== Input data

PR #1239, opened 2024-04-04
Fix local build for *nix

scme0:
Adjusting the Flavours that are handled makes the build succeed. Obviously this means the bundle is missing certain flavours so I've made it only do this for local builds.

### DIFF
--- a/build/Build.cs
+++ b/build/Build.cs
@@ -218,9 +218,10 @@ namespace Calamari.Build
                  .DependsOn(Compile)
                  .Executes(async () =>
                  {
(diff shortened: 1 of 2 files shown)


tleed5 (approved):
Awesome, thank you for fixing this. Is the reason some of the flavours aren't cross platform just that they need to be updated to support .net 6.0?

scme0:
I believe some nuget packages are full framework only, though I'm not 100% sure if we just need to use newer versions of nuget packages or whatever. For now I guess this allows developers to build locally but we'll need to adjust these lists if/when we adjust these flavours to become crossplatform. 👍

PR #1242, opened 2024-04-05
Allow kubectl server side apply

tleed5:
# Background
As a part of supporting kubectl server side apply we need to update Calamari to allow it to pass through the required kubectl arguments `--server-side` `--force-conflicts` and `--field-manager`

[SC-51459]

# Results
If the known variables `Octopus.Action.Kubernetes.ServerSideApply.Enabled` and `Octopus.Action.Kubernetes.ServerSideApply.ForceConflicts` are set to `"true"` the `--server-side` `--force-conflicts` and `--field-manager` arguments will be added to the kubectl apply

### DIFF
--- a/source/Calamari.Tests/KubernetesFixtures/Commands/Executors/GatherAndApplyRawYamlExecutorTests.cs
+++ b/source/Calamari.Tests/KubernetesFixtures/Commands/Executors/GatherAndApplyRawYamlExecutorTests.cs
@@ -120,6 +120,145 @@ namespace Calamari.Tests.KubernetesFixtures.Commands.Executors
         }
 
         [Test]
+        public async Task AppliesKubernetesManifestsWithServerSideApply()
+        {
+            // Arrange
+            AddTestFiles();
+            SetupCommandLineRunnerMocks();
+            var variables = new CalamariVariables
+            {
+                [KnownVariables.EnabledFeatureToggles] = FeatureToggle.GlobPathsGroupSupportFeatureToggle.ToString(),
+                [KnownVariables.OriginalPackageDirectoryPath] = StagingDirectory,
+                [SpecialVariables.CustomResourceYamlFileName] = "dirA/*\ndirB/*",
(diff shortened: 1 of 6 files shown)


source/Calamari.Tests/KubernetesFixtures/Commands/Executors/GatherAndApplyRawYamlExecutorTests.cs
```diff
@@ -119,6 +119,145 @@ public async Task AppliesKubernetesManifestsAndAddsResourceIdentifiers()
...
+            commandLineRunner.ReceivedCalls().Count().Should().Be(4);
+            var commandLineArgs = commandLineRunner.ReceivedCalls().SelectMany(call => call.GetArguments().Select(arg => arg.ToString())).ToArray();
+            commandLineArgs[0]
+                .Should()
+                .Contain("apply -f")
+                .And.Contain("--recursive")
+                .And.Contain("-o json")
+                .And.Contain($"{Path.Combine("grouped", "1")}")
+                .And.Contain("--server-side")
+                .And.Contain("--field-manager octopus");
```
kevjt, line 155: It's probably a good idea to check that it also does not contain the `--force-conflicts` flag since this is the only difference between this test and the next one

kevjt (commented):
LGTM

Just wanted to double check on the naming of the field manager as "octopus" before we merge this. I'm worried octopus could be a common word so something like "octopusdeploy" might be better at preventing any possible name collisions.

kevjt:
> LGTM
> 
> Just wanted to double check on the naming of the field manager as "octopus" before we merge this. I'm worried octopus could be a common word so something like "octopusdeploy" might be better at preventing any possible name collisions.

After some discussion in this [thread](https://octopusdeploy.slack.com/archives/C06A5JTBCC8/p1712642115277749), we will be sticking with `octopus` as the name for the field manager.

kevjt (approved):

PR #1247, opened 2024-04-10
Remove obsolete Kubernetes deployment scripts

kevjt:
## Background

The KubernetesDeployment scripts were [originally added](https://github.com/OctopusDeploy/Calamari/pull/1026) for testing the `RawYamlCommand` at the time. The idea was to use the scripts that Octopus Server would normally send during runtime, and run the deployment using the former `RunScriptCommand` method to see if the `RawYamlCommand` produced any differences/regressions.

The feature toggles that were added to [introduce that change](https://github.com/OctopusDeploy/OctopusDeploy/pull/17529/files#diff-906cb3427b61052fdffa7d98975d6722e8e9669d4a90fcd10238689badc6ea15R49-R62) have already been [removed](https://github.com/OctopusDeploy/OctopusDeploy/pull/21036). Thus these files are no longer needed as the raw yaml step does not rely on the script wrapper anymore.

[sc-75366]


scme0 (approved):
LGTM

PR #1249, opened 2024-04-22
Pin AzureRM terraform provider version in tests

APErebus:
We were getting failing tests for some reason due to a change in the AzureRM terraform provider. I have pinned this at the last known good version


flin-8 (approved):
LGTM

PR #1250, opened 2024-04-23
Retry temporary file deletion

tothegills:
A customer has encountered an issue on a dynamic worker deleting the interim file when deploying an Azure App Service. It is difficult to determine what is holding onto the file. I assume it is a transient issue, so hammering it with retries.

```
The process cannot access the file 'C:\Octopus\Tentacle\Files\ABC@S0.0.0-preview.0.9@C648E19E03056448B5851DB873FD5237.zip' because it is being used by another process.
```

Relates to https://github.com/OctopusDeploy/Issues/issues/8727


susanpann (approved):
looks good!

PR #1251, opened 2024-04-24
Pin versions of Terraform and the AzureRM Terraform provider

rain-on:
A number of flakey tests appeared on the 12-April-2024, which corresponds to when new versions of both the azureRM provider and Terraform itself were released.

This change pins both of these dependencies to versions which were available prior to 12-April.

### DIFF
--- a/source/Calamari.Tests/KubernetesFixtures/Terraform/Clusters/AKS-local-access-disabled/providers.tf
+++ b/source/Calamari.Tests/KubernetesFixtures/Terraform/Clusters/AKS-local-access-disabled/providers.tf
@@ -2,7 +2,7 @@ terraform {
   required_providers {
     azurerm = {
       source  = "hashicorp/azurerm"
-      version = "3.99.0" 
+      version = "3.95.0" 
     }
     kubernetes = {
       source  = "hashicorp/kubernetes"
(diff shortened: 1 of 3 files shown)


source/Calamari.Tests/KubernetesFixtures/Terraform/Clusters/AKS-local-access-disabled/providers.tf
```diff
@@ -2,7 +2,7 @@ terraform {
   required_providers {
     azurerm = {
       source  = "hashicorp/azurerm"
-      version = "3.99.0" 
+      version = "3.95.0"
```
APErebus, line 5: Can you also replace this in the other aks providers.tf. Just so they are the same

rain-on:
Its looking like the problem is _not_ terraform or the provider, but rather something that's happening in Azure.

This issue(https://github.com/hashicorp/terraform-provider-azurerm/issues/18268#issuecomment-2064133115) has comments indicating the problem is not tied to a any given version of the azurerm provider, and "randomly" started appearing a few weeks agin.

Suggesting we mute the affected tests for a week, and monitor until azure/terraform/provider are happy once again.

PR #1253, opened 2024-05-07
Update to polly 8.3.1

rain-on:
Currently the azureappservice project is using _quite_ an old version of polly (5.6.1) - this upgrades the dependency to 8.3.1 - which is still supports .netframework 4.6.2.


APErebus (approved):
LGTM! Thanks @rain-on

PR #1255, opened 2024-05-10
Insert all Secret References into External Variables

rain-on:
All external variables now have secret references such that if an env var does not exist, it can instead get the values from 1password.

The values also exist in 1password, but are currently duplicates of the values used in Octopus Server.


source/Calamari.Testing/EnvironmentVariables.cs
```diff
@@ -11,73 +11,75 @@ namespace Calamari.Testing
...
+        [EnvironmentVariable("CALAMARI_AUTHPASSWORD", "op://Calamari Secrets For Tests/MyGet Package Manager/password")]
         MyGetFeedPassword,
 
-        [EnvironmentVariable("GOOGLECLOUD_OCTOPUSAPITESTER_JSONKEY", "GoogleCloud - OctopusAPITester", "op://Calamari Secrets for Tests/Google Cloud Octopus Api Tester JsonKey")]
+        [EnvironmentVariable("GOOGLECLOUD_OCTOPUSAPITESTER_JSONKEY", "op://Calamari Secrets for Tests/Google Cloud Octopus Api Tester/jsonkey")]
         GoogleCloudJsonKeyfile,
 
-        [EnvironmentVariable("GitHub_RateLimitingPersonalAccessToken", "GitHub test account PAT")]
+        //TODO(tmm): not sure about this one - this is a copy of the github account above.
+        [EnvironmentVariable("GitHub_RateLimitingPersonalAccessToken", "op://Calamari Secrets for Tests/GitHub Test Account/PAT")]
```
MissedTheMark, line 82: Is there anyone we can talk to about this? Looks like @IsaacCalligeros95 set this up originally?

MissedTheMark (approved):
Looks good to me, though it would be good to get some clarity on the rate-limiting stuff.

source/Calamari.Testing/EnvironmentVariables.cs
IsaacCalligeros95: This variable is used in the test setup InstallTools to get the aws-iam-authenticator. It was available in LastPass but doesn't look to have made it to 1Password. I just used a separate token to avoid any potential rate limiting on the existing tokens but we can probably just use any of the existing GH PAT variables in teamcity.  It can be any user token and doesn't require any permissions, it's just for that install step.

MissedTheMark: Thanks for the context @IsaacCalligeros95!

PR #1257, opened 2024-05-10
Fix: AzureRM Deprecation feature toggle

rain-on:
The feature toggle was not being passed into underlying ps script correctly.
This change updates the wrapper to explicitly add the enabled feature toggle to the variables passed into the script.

====
== Input data

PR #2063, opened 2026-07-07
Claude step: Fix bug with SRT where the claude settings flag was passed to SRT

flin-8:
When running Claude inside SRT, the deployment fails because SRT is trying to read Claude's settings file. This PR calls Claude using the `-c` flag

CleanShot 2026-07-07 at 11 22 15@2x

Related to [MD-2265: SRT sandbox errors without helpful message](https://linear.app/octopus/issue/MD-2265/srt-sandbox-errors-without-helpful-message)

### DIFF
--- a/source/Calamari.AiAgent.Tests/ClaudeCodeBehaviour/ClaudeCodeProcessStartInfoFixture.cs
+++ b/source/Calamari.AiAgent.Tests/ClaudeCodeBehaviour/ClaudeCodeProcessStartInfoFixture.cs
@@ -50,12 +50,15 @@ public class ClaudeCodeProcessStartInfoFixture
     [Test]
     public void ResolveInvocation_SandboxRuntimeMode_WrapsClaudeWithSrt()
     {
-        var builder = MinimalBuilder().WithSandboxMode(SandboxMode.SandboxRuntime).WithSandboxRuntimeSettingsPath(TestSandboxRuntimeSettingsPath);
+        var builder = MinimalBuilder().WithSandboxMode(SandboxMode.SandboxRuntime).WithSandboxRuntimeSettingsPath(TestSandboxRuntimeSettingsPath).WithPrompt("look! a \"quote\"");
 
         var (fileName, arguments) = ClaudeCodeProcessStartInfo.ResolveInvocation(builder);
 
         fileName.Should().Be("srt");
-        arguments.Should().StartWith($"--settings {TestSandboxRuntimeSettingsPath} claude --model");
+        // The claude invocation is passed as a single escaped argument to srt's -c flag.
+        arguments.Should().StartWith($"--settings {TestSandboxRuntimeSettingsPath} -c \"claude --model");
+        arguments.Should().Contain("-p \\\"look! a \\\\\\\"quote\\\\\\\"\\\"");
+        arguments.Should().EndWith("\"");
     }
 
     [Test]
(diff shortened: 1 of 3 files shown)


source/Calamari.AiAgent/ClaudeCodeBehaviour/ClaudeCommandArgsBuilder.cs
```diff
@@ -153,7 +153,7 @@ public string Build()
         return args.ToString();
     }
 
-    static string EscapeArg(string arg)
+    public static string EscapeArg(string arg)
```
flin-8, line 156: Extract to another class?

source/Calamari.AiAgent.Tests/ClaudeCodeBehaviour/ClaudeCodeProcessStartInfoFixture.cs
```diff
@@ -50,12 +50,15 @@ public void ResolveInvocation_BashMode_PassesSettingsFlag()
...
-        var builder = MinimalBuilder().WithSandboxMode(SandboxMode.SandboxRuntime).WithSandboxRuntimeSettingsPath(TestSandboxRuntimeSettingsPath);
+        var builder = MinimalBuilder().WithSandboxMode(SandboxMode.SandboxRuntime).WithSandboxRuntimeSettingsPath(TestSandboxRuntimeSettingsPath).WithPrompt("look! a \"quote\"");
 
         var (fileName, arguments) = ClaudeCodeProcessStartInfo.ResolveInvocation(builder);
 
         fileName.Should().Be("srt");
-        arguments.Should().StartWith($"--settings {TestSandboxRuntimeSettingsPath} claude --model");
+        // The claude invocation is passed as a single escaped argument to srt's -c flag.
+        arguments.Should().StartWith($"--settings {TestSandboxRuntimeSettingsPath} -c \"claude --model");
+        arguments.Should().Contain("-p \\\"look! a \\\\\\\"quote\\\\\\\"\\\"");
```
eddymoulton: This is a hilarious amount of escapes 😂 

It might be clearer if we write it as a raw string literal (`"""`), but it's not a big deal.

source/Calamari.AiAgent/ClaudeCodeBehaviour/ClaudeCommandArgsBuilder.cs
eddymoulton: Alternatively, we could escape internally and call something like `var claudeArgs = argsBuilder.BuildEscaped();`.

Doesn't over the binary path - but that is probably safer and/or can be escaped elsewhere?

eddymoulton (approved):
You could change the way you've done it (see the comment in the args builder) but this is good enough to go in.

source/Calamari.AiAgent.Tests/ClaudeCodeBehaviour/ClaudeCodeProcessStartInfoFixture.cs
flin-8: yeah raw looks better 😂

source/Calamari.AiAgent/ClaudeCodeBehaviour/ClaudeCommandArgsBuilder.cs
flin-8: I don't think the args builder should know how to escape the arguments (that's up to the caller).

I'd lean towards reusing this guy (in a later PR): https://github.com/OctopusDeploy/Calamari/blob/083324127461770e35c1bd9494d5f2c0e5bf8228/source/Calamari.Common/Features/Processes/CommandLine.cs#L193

====
== Input data

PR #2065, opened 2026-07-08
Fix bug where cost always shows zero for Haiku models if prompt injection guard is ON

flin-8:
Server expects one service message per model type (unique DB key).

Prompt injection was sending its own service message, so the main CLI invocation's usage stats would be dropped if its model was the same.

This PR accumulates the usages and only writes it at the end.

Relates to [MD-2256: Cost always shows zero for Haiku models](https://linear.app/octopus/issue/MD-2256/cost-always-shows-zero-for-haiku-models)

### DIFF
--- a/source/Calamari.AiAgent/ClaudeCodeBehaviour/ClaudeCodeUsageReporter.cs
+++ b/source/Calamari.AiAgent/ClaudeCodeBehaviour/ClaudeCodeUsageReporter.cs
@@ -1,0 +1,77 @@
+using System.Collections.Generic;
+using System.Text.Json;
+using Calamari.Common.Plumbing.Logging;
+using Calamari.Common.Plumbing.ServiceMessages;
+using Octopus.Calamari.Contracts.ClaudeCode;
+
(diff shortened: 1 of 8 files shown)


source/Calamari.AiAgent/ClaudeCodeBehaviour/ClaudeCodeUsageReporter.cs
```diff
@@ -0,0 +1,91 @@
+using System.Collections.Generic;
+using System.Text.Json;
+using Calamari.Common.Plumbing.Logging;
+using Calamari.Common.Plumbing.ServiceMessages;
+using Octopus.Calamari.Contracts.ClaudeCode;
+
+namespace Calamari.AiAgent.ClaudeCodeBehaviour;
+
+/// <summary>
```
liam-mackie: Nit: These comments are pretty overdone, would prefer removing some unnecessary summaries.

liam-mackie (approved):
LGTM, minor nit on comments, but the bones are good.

====

Assignment:
Copy out, word for word, the part of the entries above that begins at the line with "PR #1239, opened 2024-04-04" and ends at the line with "-120,6 +120,145 @@", including both.

Response:
PR #1239, opened 2024-04-04
Fix local build for *nix

scme0:
Adjusting the Flavours that are handled makes the build succeed. Obviously this means the bundle is missing certain flavours so I've made it only do this for local builds.

### DIFF
--- a/build/Build.cs
+++ b/build/Build.cs
@@ -218,9 +218,10 @@ namespace Calamari.Build
                  .DependsOn(Compile)
                  .Executes(async () =>
                  {
(diff shortened: 1 of 2 files shown)


tleed5 (approved):
Awesome, thank you for fixing this. Is the reason some of the flavours aren't cross platform just that they need to be updated to support .net 6.0?

scme0:
I believe some nuget packages are full framework only, though I'm not 100% sure if we just need to use newer versions of nuget packages or whatever. For now I guess this allows developers to build locally but we'll need to adjust these lists if/when we adjust these flavours to become crossplatform. 👍

PR #1242, opened 2024-04-05
Allow kubectl server side apply

tleed5:
# Background
As a part of supporting kubectl server side apply we need to update Calamari to allow it to pass through the required kubectl arguments `--server-side` `--force-conflicts` and `--field-manager`

[SC-51459]

# Results
If the known variables `Octopus.Action.Kubernetes.ServerSideApply.Enabled` and `Octopus.Action.Kubernetes.ServerSideApply.ForceConflicts` are set to `"true"` the `--server-side` `--force-conflicts` and `--field-manager` arguments will be added to the kubectl apply

### DIFF
--- a/source/Calamari.Tests/KubernetesFixtures/Commands/Executors/GatherAndApplyRawYamlExecutorTests.cs
+++ b/source/Calamari.Tests/KubernetesFixtures/Commands/Executors/GatherAndApplyRawYamlExecutorTests.cs
@@ -120,6 +120,145 @@ namespace Calamari.Tests.KubernetesFixtures.Commands.Executors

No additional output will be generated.